(Available data Opens)
PR #216, opened 2022-09-09
Original filenames methods

### LINKED ISSUE #215: New "original filenames" methods
The conversation at https://github.com/NCAS-CMS/cf-python/issues/365 discussed how to record the names of files the contained some or all of the data at instantiation time - typically (but not `necessarily)` from a `read` call.

I propose a new suite of `original_filenames` methods that allow us to define, report, and edit these "original" files - those that contained some or all of the data at instantiation time - and are independent of the `get_filenames` methods. `get_filenames` reports on any files that are used by Data objects _at the time of asking_, which might reported different (typically fewer) files than were being used _at the time of data instantiation_.

It is also the case that the daskification of the cf-python library confuses functionality of the `get_filenames` methods - due to the new lazy execution paradigm, the notion of files in use _at the time of asking_ is a little fuzzy.

I propose along the lines of:

```python
>>> f = cfdm.read("parent_file.nc")[0]
>>> f.original_filenames()
{"parent_file.nc"}

>>> f = cfdm.read("parent_file.nc", external="external_file.nc")[0]
>>> f.original_filenames()
{"parent_file.nc", "external_file.nc"}
>>> f.original_filenames(update="file.nc")
>>> f.original_filenames()
{"parent_file.nc", "external_file.nc", "file.nc"}
>>> f.original_filenames(clear=True)
{"parent_file.nc", "external_file.nc", "file.nc"}
>>> f.original_filenames()
set()
```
(Available data Closes)
■ Task item
Every entry must be given again exactly as it reads.

■ Task answer
PR #216, opened 2022-09-09
Original filenames methods

### LINKED ISSUE #215: New "original filenames" methods
The conversation at https://github.com/NCAS-CMS/cf-python/issues/365 discussed how to record the names of files the contained some or all of the data at instantiation time - typically (but not `necessarily)` from a `read` call.

I propose a new suite of `original_filenames` methods that allow us to define, report, and edit these "original" files - those that contained some or all of the data at instantiation time - and are independent of the `get_filenames` methods. `get_filenames` reports on any files that are used by Data objects _at the time of asking_, which might reported different (typically fewer) files than were being used _at the time of data instantiation_.

It is also the case that the daskification of the cf-python library confuses functionality of the `get_filenames` methods - due to the new lazy execution paradigm, the notion of files in use _at the time of asking_ is a little fuzzy.

I propose along the lines of:

```python
>>> f = cfdm.read("parent_file.nc")[0]
>>> f.original_filenames()
{"parent_file.nc"}

>>> f = cfdm.read("parent_file.nc", external="external_file.nc")[0]
>>> f.original_filenames()
{"parent_file.nc", "external_file.nc"}
>>> f.original_filenames(update="file.nc")
>>> f.original_filenames()
{"parent_file.nc", "external_file.nc", "file.nc"}
>>> f.original_filenames(clear=True)
{"parent_file.nc", "external_file.nc", "file.nc"}
>>> f.original_filenames()
set()
```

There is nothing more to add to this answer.